In order to overcome traditional investigation protocols, the research is focussed on the optimization of the attainment of environmental information, chemical-physical data, and images concerning a given monument, along with their analysis, interpretation and presentation. An important constraint comes from the requirement that all proposed tools should be non invasive. The developed methodologies concern data processing and image analysis to extract characteristic features of degradation, the creation of tools which associate chemical and physical conditions to the origin of degradation processes, and the development of mathematical models for the evolution of these processes.
To support as much as possible the expert in monitoring actions, these methodologies are considered as separate modules of an integrated system, which has been designed by analyzing and, subsequently, formalizing the traditional procedures of the monitoring process.
The first phase of pre-monitoring is based on a combination of different components.

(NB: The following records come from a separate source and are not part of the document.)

PR #98, opened 2022-06-08
HPC-8483: Add `'organizationLevel'` category group

Pl217:
This PR is needed for https://github.com/UN-OCHA/hpc_service/pull/2757

### DIFF
--- a/package.json
+++ b/package.json
@@ -1,6 +1,6 @@
 {
   "name": "@unocha/hpc-api-core",
-  "version": "4.5.0",
+  "version": "4.5.1",
   "description": "Core libraries supporting HPC.Tools API Backend",
   "license": "Apache-2.0",
   "private": false,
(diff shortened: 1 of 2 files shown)


krishnareddy-tadi (approved):

Pl217:
Me and Nick have decided to change the approach here, so that we won't introduce any new columns to `category` table. With structure "OrgType --(1 to Many)--> OrgSubType <--(Many to 1)-- OrgLevel" in mind (from HPC-8483), we see that only OrgLevel parent needs to be added to OrgSubType, since OrgType parent is already attributed via `parentID` column.

I wanted to add `levelParentId` column to the `category` table initially, but Nick proposed to add another "virtual" entity called OrgSubLevel. Instead of matching OrgLevel parent via ID parameter to OrgSubType, they will be matched by name between OrgSubLevel and OrgSubType. When looking up OrgLevel, we need to find category with `group = 'organizationLevel'` and same name as OrgSubType and then use `parentID` column from the result to find the actual OrgLevel.

Essentially, rows will be used as foreign keys references, not columns. This is the design Nick asked for and I don't yet see any problems, besides this not feeling natural to relation databases. The premise for this is that names of OrgType/OrgSubType... cannot change from the UI, introducing potential bugs, but are only accessible to developer scripts and DB migrations.

PR #124, opened 2023-08-30
HPC-9107: Allow cluster leads to grant ownership of project

enxtur:


src/auth/permissions.ts
```diff
@@ -203,6 +203,11 @@ export const AUTH_PERMISSIONS = {
      * Can move projects associated with this cluster to any step of the workflow.
      */
     PROJECT_WORKFLOW_MOVE_IF_PLAN_UNLOCKED: 'projectWorkflowMoveIfPlanUnlocked',
+    /**
+     * Can edit access and permissions of all projects.
```
Pl217: This gives off impression that this permission is global, for ALL projects. Let's be more specific
```suggestion
     * Can edit access and permissions of all projects for a given governing entity.
```

Pl217 (changes requested):

Pl217 (approved):

PR #126, opened 2023-09-14
HPC-9189: Remove PLAN_TAG_REVISION_STATE from planTag

manelcecs:
Remove duplicated plan revision state codecs from plan and planTag models

### DIFF
--- a/src/db/models/planTag.ts
+++ b/src/db/models/planTag.ts
@@ -3,7 +3,7 @@ import * as t from 'io-ts';
 import { brandedType } from '../../util/io-ts';
 import type { Brand } from '../../util/types';
 import { defineIDModel } from '../util/id-model';
-import { PLAN_ID } from './plan';
+import { PLAN_ID, PLAN_REVISION_STATE } from './plan';
 
 export type PlanTagId = Brand<
   number,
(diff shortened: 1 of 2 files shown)


src/db/models/planTag.ts
```diff
@@ -4,6 +4,7 @@ import { brandedType } from '../../util/io-ts';
 import type { Brand } from '../../util/types';
 import { defineIDModel } from '../util/id-model';
 import { PLAN_ID } from './plan';
+import { PLAN_REVISION_STATE } from './plan';
```
Pl217: You import from same file on two different lines, you should combine them into:
```ts
import { PLAN_ID, PLAN_REVISION_STATE } from './plan';
```

Pl217 (changes requested):
One minor thing inline. I will fix it myself. Regarding what you wrote in the first comment:
> Remove duplicated codecs from plan and planTag models in hpc-api-core.
> 
> Once this is merge, we need to update both HPC_service and HPC-api

* We are in hpc-api-core repo, so no need to be specific about this :)
* We don't need to update hpc_service and hpc-api to include the latest version because they can keep functioning with how things were. The only reason why we would potentially need to update is if any of them was specifically importing `PLAN_TAG_REVISION_STATE`, which we now removed. Therefore, I would say these changes can wait and need not be released immediately, but we can bundle them with some other change which affects hpc_service/hpc-api directly and release at that time.

Pl217 (approved):

PR #128, opened 2023-09-25
Add a bunch of utility methods supporting work on HPC-9193

Pl217:
Introduced utility methods to get:
- Years of a plan
- Basic organization info plus their type, subtype and level
- Attachment and measurement disaggregation data
- All country locations

Also, some non-fetching utility methods were added to:
- Convert string to camel case
- Clean numeric values; `cleanNumberVal` got moved here from hpc_service

### DIFF
--- a/src/lib/data/attachments.ts
+++ b/src/lib/data/attachments.ts
@@ -8,6 +8,8 @@ import {
 } from '../../db/models/attachmentPrototype';
 import { GoverningEntityId } from '../../db/models/governingEntity';
 import { ATTACHMENT_VERSION_VALUE } from '../../db/models/json/attachment';
+import type { CaseloadOrIndicatorMetricsValues } from '../../db/models/json/indicatorsAndCaseloads';
+import { LOCATION_ID } from '../../db/models/location';
 import { PlanId } from '../../db/models/plan';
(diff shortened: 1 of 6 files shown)


src/lib/data/attachments.ts
```diff
@@ -350,3 +356,270 @@ export const composeCustomReferenceForAttachment = ({
   customReference += `${prototype.refCode}${attachmentVersion.customReference}`;
   return customReference;
 };
+
+// eslint-disable-next-line @typescript-eslint/no-explicit-any
+const disaggregationData = <T extends t.Type<any>>(additionalFields: T) =>
```
Delgee: We can extend `t.Mixed` instead of `t.Type<any>`

Delgee (approved):

src/lib/data/attachments.ts
Pl217: Thanks, very good suggestion!

I've looked into io-ts type definitions and found:
```ts
export interface Any extends Type<any, any, any> {}
export interface Mixed extends Type<any, any, unknown> {}
export declare class AnyType extends Type<any> {...}
```

According to this, I could use `AnyType` to replace what I have used and get rid of linting warning (without suppressing it), but I'm gonna use what you suggested.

In fact, the expert's know-how and the methodologies which are traditionally used in conservation protocols, such as sampling of building materials and disposing sensors, both remotely and on the monument, are integrated by techniques of image analysis for colour based segmentation, wavelet analysis and feature extraction for optimal allocation of measure points, tools from artificial intelligence, such as neural networks, for the development of virtual sensors, and mathematical models for the description of the evolution of chemical damage. The mixing, during the pre-monitoring phase, of traditional methods with modern tools from computer science and computational mathematics allows us to collect knowledge about the environment-monument system and to create, at the same time, all necessary tools which will form the framework of a computer aided monitoring system which substitutes the more traditional conservation methodologies.

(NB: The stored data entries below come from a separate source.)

PR #132, opened 2023-10-30
HPC-8569: Add `legacy` model

manelcecs:
This PR add the model 'legacy' in order to achieve feature parity with fts-admin v1

### DIFF
--- a/src/db/models/legacy.ts
+++ b/src/db/models/legacy.ts
@@ -1,0 +1,16 @@
+import * as t from 'io-ts';
+
+import { defineSequelizeModel } from '../util/sequelize-model';
+import { FLOW_OBJECT_TYPE_TYPE } from './flowObjectType';
+
+export default defineSequelizeModel({
+  tableName: 'legacy',
+  fields: {
+    required: {
+      objectType: { kind: 'checked', type: FLOW_OBJECT_TYPE_TYPE },
+      objectID: { kind: 'checked', type: t.number },
+      legacyID: { kind: 'checked', type: t.number },
+    },
+  },
+  softDeletionEnabled: false,
+});
--- a/src/db/index.ts
+++ b/src/db/index.ts
@@ -52,6 +52,7 @@ import iatiRecipientCountry from './models/iatiRecipientCountry';
 import iatiTransaction from './models/iatiTransaction';
 import job from './models/job';
 import jobAssociation from './models/jobAssociation';
+import legacy from './models/legacy';
 import location from './models/location';
 import lookup from './models/lookup';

During the monitoring phase, the virtual sensors and the models for damage evolution, based on only physical and chemical parameter values, will supply information about the conservation state of the monument. Such information is interpreted and translated in alert messages using a knowledge base which is developed a priori, with the help of an expert, for each monument. Moreover, visual and multimodal presentations are created which associate the information with the 3D model of the monument.
All the components of the pre-monitoring phase have been realized and tested on data of a case study (Roman Theatre in Aosta city), while the tuning of the monitoring components is in progress.